Rensselaer Polytechnic Institute
Department of Computer Science


CSCI 4963/6963: Internet Economics

Spring 2012

ANNOUNCEMENTS

OVERVIEW

The Internet has transformed how people interact with each other, lowering the cost of communication, and enabling us to rapidly both discover and pass on new information. This transformation has had major impacts in how we conduct market transactions (think of eBay, Orbitz, or Amazon), how we maintain our social personae (Facebook, Twitter), and how we accumulate and produce knowledge for consumption (Wikipedia, Yelp). This course will cover theoretical foundations of e-commerce and social networks, as well as focusing on practical aspects of understanding how the design of online venues affects the interactions of participants and the success of the venue.

STAFF

Instructor: Sanmay Das
Office: Lally 302
Phone: x2782
Office hours: Thursdays from 3:30-5:00 PM, and by appointment.

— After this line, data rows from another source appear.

PR #1725, opened 2024-01-15
Use nginx /readyz for ALB healthcheck

theseanything:
Now that we've got Nginx running in front of the apps we can use the default /readyz healthcheck path for our ALBs.


sengi (approved):
Nice!

PR #1726, opened 2024-01-15
Add Licensify to staging and production

theseanything:
This shouldn't interfere with current version on the old infra as works via the eks.production.govuk.digital domain


charts/app-config/values-production.yaml
```diff
@@ -1367,6 +1367,60 @@ govukApplications:
...
+        frontendBaseUrl: https://licensify.eks.production.govuk.digital
+        signonBaseUrl: https://signon.publishing.service.gov.uk
+        licenceFinderUrl: https://www-origin.publishing.service.gov.uk/licence-finder
+        performancePlatformUrl: >-
+          https://www.performance.service.gov.uk/data/licensing/application
+        googleAnalytics:
+          accountAdmin: UA-34530684-2
+          domainAdmin: publishing.service.gov.uk
+          accountFrontend: UA-26179049-1
+          domainFrontend: .www.gov.uk
```
sengi, line 1420: Is the leading `.` intended?

charts/app-config/values-production.yaml
```diff
@@ -1367,6 +1367,60 @@ govukApplications:
...
+            - licensify-documentdb-0.cafmt8xopqlp.eu-west-1.docdb.amazonaws.com
+            - licensify-documentdb-1.cafmt8xopqlp.eu-west-1.docdb.amazonaws.com
+            - licensify-documentdb-2.cafmt8xopqlp.eu-west-1.docdb.amazonaws.com
+        elmsPdfApiHost: https://gdsprodaws.aptosolutions.co.uk/GDSELMS-5/
+        baseUrl: https://licensify-admin.eks.production.govuk.digital
+        frontendBaseUrl: https://licensify.eks.production.govuk.digital
+        signonBaseUrl: https://signon.publishing.service.gov.uk
+        licenceFinderUrl: https://www-origin.publishing.service.gov.uk/licence-finder
+        performancePlatformUrl: >-
+          https://www.performance.service.gov.uk/data/licensing/application
```
sengi, line 1415: This is long dead but presumably doesn't matter?

dj-maisy (approved):
I'm liking this - especially like that the DB hosts are now a proper list. 👍

charts/app-config/values-staging.yaml
```diff
@@ -1331,6 +1331,58 @@ govukApplications:
...
+        baseUrl: https://licensify-admin.eks.staging.govuk.digital
+        frontendBaseUrl: https://licensify.eks.staging.govuk.digital
+        signonBaseUrl: https://signon.staging.publishing.service.gov.uk
+        licenceFinderUrl: https://www-origin.staging.publishing.service.gov.uk/licence-finder
+        performancePlatformUrl: >-
+          https://www.staging.performance.service.gov.uk/data/licensing/application
+        googleAnalytics:
+          accountAdmin: UA-34530684-2
+          domainAdmin: www-origin.staging.publishing.service.gov.uk
+          accountFrontend: UA-26179049-1
```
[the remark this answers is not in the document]
theseanything: So I've copied these values directly from the licensify boxes on EC2. Looks as tho integration goes to some other GA account (probably one that apto have access to?). They've got staging and production to the same GA app. I'll update staging to go to staging, but leave integration as is.

charts/app-config/values-production.yaml
theseanything: Copied over from what was already in production - will correct!

charts/app-config/values-production.yaml
theseanything: Yeah - shouldn't have an effect. Sadly the app still expects the config to be there.

charts/app-config/values-staging.yaml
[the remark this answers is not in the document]
sengi: Heh, maybe staging got messed up back when it was moved from UKCloud to EC2 😅 Anyway no worries, thanks for fixing!

charts/app-config/values-production.yaml
sengi: I can't actually find any usage of this in the app 😂 never mind haha

theseanything:
> Do you need to disable `feed` so it doesn't pick up tasks in prod?

Ah yes - because I assume it'll pick jobs up from the db.

theseanything:
> Do you need to disable `feed` so it doesn't pick up tasks in prod?

I've switched off generating the feed deployment for production - tested with helm template and the production values.

PR #1735, opened 2024-01-16
Allow `search-api-v2` workers to export metrics

csutter:
This app has a persistent background worker that needs the Prometheus exporter to be running in order to be able to export metrics.


sengi (approved):
Ah sorry about this :(

PR #1742, opened 2024-01-17
Add govuk_content_production back into backup config.

sengi:
It turns out this MongoDB/DocumentDB database was only *mostly* owned by content-store (which was migrated to Postgres). It's still accessed by publisher, specialist-publisher and service-manual-publisher.

Need to tease out what on earth is going on with these three apps and figure out how bad the situation is and how to fix it, but that's a different matter. For now, just keep backing this stuff up so at least we're not SOL if we lose prod.

### DIFF
--- a/charts/db-backup/values.yaml
+++ b/charts/db-backup/values.yaml
@@ -219,6 +219,8 @@ cronjobs:
         - op: backup
           db: travel_advice_publisher_production
         - op: backup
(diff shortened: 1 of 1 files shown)


theseanything (approved):

sengi:
I suppose we still would have had DocDB snapshots so would have still been covered, but hey.

PR #1743, opened 2024-01-17
Use /api/licences as healthcheck for licensify-frontend

theseanything:
The previous path was a external redirect causing probe warnings. This path should return a 200.


theseanything:
> This might be a little on the expensive side for a healthcheck but let's launch and iterate 🚀

For sure! I couldn't see another route that wasn't dependent on values in a database.

PR #1746, opened 2024-01-18
Make Licensify config consistent with EC2

theseanything:
This adds in missing config options that are present in the configure of licensify on EC2 and tidies up the structure.

### DIFF
--- a/charts/licensify/values.yaml
+++ b/charts/licensify/values.yaml
@@ -92,6 +92,7 @@ extraEnv: []
 
 config:
   clamAntivirusHost: clamav
+  scheduledVirusScanCronExpression: 0 0 16 * * ?
 
   mongo:
     dbHosts: []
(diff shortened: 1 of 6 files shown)


dj-maisy (approved):
🚀

charts/licensify/values.yaml
```diff
@@ -104,29 +105,56 @@ config:
...
+    emailPeriodicEnabled: true
+    periodicEmailCron: 0 0 6 3 * ?
+    emailOverrideRecipient: ""
+
+  # Performance platform has been decomission useless config
+  performancePlatformUrl: >-
+    https://performance/data/licensing/application
+  performanceDataSenderCronExpression: 0 0 1 * * ?
+
+  placesApiUrl: http://places-api:9700/places
```
sengi, line 155: I don't think this exists, but presumably that doesn't matter if it was already like that 😄

sengi (approved):

charts/licensify/values.yaml
sengi: Oh totally — def the right call to leave it in for now!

TA: Yuezhang (George) Xiao (xiaoy3 at rpi dot edu)
Office hours: Tuesdays 2-3:30 in Amos Eaton 217

POLICIES

Detailed policies are in the official syllabus. However, a couple of things are worth stressing. This will be taught as a graduate / upper level undergraduate class. That means (especially after the first few weeks) that I will often expect you to have done the reading in advance, and you should come to class prepared to participate. That means you need to both attend class regularly, and participate in class discussions. I consider these essential parts of this class, and will grade accordingly.

TEXTBOOKS

There are two textbooks for this class. They will be supplemented with readings from the academic literature.

PREREQUISITES

I expect some mathematical maturity. Officially, you should previously have taken at least one 4000-level or higher class in Machine Learning, Artificial Intelligence, Statistics, or Economics. Also, you should have exposure to algorithms, at least at the level of CSCI 2300. If you are not comfortable with calculus and probability, you may have a hard time in this class.

LECTURES

Lectures will be on Mondays and Thursdays from 2:00PM to approximately 3:30PM in Low 3039.
Date Topics Readings Extras
Jan 23 Introduction. Course policies. Course overview. Some interesting problems. Foreword to NRTV, Chapter 1 of EK.
Jan 26 Intro to Game Theory: Example games. EK 6.1-6.6. NRTV 1.1-1.3
Jan 30 Game Theory: Basic solution concepts: dominant strategy solutions and Nash equilibria. Same as above.
Feb 2 Game Theory: Iterated dominance, Mixed equilibria, Correlated equilibria. Same as above.
Feb 6 No class.
Feb 9 Subgame perfect equilibrium. Auctions. EK Chapter 9.
Feb 13 Auctions, contd. EK Chapter 9.
Feb 16 Yet more on Auctions. EK Chapter 9. Colloquium of interest
Feb 20 No class. President's Day.
Feb 23 Social Choice. Condorcet's paradox and Arrow's Impossibility Theorem. EK Chapter 23; NRTV Sections 9.1, 9.2. Colloquium of interest
Feb 27 Strategic agenda setting. Different voting rules (Plurality / Borda / Runoffs). EK Chaper 23; NRTV 9.2.
Mar 1 Single-peaked preferences. Manipulability. Gibbard-Satterthwaite Theorem. EK Chapter 23; NRTV 9.2.
Mar 5 Money. Direct-revelation mechanisms and VCG. NRTV 9.3
Mar 8 The Clarke Pivot Rule. Examples of VCG Mechanisms. NRTV 9.3
Mar 19 More on VCG Mechanisms. Public goods games. Sponsored search: GSP vs. VCG. NRTV 9.3.
Intro and Sections 1 and 2 of [EOS 07]
Mar 22 Markets and information. EK 22.1-22.6
Mar 26 Prediction markets and the logarithmic market scoring rule. This blog post
[Hanson 03]
Mar 29 Midterm Colloquium of interest
Apr 2 Prediction market trading games NRTV Chapter 26.
Apr 5 Information aggregation in markets.
Apr 9 Matching.
Apr 12 Social networks I
Apr 16 Social networks II
Apr 19 Social networks III
Apr 23
Apr 26 Colloquium of interest
Apr 30 Final game + in-class test
May 3 Project presentations I
May 7 Project Presentations II. Final projects due.